» What you are asked to do
Quote every line from the top of the listing down to and including the line that contains "rylin8, line 30: Is".
[Information Boundary: Start]
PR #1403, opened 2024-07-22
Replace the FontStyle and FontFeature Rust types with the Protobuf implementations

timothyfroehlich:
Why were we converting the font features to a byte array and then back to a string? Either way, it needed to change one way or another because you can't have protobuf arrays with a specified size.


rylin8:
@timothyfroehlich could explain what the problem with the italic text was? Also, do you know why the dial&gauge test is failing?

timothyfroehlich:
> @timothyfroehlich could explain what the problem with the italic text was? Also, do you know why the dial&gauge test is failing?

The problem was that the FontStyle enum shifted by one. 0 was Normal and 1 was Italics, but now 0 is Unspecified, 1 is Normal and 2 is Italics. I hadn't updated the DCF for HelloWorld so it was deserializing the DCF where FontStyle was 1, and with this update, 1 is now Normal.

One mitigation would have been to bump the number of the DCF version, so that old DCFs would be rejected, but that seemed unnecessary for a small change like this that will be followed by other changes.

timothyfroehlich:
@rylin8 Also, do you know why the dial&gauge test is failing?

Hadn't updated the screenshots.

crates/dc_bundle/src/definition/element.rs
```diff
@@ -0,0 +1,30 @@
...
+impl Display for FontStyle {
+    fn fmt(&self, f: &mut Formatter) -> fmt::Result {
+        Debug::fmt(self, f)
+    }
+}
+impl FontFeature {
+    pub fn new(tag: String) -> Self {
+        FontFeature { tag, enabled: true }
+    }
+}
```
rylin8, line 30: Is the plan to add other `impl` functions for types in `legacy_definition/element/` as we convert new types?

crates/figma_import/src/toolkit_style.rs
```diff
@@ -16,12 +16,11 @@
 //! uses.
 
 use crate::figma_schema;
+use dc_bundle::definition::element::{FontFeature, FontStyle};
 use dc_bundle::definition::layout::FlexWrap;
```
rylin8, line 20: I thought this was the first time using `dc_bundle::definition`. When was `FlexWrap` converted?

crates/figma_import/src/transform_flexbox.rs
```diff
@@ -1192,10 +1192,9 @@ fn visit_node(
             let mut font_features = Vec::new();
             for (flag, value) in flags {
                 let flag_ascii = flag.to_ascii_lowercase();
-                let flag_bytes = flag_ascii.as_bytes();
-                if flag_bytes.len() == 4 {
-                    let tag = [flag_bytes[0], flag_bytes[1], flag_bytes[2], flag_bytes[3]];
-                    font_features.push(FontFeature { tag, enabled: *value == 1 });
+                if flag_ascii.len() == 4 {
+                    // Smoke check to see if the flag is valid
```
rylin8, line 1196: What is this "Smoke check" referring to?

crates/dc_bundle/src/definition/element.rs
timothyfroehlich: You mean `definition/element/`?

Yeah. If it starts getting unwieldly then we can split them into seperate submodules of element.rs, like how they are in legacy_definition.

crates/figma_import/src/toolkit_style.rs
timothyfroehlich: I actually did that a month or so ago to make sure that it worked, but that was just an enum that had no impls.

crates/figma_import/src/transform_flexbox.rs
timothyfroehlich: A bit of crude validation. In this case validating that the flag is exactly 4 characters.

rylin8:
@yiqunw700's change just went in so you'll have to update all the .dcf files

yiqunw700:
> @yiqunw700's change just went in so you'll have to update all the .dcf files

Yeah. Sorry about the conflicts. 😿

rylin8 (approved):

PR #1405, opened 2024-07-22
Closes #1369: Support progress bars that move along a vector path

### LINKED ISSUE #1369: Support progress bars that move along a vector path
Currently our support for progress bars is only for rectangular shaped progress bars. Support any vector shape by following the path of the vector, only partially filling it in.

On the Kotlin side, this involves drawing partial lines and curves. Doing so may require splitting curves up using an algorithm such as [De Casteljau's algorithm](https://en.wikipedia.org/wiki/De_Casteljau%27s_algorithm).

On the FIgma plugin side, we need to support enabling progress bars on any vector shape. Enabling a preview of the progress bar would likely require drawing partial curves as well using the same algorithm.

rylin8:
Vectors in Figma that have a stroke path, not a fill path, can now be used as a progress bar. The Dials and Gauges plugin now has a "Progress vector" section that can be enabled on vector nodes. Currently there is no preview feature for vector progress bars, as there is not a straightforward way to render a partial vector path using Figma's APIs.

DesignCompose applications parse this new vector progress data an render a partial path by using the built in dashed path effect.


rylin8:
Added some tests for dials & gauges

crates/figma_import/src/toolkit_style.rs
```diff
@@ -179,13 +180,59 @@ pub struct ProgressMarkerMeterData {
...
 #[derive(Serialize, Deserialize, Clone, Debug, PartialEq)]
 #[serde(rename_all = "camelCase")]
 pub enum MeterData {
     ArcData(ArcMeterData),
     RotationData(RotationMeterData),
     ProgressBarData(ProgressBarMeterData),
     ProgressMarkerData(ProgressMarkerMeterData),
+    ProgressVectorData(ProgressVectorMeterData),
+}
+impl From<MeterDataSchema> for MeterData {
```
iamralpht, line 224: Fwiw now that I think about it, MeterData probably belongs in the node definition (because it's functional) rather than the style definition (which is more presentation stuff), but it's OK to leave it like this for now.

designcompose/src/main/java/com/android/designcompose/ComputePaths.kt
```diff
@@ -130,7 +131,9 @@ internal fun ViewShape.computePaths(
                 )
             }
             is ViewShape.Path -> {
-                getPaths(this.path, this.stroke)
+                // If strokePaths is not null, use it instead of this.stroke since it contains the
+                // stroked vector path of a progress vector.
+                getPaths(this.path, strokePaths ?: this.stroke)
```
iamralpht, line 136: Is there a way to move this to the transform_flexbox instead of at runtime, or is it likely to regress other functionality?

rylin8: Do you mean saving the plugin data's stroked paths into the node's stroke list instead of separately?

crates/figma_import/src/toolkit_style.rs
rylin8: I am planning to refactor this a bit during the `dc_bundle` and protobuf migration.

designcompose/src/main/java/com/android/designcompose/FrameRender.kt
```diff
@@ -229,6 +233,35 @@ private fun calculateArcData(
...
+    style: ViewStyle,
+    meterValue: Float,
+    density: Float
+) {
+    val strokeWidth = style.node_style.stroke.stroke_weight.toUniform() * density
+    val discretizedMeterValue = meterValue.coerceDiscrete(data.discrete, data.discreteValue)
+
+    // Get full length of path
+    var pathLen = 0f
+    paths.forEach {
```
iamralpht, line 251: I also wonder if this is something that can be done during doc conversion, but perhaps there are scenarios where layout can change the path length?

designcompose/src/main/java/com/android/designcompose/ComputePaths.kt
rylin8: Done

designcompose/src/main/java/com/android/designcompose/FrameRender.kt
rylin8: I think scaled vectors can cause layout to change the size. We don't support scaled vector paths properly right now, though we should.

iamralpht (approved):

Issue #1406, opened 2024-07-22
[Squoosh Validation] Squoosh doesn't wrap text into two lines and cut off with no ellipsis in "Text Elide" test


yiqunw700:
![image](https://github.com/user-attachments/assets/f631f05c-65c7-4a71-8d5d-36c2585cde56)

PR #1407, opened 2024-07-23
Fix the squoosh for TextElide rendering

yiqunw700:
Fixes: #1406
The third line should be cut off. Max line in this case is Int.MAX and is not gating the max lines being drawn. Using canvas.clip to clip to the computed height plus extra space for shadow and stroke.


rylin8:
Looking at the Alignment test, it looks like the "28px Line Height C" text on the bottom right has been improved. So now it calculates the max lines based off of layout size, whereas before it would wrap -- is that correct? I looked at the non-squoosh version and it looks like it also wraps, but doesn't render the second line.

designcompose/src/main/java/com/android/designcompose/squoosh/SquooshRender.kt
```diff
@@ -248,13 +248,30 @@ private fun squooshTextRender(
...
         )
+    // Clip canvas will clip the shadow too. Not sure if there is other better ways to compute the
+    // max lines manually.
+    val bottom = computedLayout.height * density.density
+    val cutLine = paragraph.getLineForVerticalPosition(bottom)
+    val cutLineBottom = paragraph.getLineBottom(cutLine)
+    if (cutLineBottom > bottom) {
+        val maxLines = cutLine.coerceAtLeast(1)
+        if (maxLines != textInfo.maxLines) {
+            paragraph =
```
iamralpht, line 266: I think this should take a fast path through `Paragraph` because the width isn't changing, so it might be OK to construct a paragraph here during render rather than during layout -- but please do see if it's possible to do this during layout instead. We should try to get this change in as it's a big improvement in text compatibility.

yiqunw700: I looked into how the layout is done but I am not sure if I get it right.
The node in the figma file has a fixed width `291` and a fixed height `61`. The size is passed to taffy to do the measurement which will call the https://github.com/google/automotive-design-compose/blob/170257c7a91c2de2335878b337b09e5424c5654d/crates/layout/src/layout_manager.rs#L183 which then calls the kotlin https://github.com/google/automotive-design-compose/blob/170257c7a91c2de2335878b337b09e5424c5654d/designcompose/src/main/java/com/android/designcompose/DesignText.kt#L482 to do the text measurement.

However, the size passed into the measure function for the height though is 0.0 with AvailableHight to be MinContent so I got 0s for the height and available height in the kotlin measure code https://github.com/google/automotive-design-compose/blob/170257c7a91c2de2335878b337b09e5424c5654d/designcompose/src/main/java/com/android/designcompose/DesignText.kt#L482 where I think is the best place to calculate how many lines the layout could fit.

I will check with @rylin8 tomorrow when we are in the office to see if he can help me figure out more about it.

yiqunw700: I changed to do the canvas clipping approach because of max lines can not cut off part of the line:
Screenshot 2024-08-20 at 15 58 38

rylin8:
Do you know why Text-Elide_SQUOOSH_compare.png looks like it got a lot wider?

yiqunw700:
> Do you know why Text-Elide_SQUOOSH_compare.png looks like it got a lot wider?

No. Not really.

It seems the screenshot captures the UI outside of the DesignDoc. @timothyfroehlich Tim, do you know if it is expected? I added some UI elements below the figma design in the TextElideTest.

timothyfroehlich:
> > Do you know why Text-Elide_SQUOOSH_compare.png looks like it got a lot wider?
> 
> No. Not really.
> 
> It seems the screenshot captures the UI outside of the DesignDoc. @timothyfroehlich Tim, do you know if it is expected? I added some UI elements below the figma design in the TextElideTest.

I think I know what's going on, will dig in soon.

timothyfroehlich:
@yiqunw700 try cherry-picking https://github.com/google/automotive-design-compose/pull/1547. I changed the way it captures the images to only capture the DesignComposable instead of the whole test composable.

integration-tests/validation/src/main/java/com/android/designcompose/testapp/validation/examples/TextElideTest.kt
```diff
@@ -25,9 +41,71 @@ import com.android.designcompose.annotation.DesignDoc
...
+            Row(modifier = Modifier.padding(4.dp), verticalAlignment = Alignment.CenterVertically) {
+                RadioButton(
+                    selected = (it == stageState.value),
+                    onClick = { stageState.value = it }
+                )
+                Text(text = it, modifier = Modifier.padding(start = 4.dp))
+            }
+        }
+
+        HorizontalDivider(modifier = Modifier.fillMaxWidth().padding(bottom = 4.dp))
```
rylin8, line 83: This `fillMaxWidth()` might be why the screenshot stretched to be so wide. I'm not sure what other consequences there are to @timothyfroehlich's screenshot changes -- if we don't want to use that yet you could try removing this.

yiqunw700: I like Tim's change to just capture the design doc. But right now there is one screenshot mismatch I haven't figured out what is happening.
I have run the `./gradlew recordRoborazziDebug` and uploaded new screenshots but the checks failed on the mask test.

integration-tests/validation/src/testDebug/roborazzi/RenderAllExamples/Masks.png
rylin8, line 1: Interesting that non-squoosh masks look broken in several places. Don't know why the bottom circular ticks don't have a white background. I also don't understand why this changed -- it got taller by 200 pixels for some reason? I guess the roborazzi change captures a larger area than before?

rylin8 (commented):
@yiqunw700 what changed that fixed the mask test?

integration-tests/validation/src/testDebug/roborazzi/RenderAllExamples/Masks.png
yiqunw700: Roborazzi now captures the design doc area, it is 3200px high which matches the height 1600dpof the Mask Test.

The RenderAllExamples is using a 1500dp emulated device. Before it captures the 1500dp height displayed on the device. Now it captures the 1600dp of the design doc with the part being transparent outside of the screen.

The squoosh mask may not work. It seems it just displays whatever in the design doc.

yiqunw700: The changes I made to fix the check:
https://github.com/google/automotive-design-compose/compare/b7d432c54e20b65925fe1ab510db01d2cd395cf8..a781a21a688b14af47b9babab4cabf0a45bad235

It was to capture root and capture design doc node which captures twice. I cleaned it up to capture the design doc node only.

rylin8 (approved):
[Information Boundary: End]
» Completed exercise
PR #1403, opened 2024-07-22
Replace the FontStyle and FontFeature Rust types with the Protobuf implementations

timothyfroehlich:
Why were we converting the font features to a byte array and then back to a string? Either way, it needed to change one way or another because you can't have protobuf arrays with a specified size.


rylin8:
@timothyfroehlich could explain what the problem with the italic text was? Also, do you know why the dial&gauge test is failing?

timothyfroehlich:
> @timothyfroehlich could explain what the problem with the italic text was? Also, do you know why the dial&gauge test is failing?

The problem was that the FontStyle enum shifted by one. 0 was Normal and 1 was Italics, but now 0 is Unspecified, 1 is Normal and 2 is Italics. I hadn't updated the DCF for HelloWorld so it was deserializing the DCF where FontStyle was 1, and with this update, 1 is now Normal.

One mitigation would have been to bump the number of the DCF version, so that old DCFs would be rejected, but that seemed unnecessary for a small change like this that will be followed by other changes.

timothyfroehlich:
@rylin8 Also, do you know why the dial&gauge test is failing?

Hadn't updated the screenshots.

crates/dc_bundle/src/definition/element.rs
```diff
@@ -0,0 +1,30 @@
...
+impl Display for FontStyle {
+    fn fmt(&self, f: &mut Formatter) -> fmt::Result {
+        Debug::fmt(self, f)
+    }
+}
+impl FontFeature {
+    pub fn new(tag: String) -> Self {
+        FontFeature { tag, enabled: true }
+    }
+}
```
rylin8, line 30: Is the plan to add other `impl` functions for types in `legacy_definition/element/` as we convert new types?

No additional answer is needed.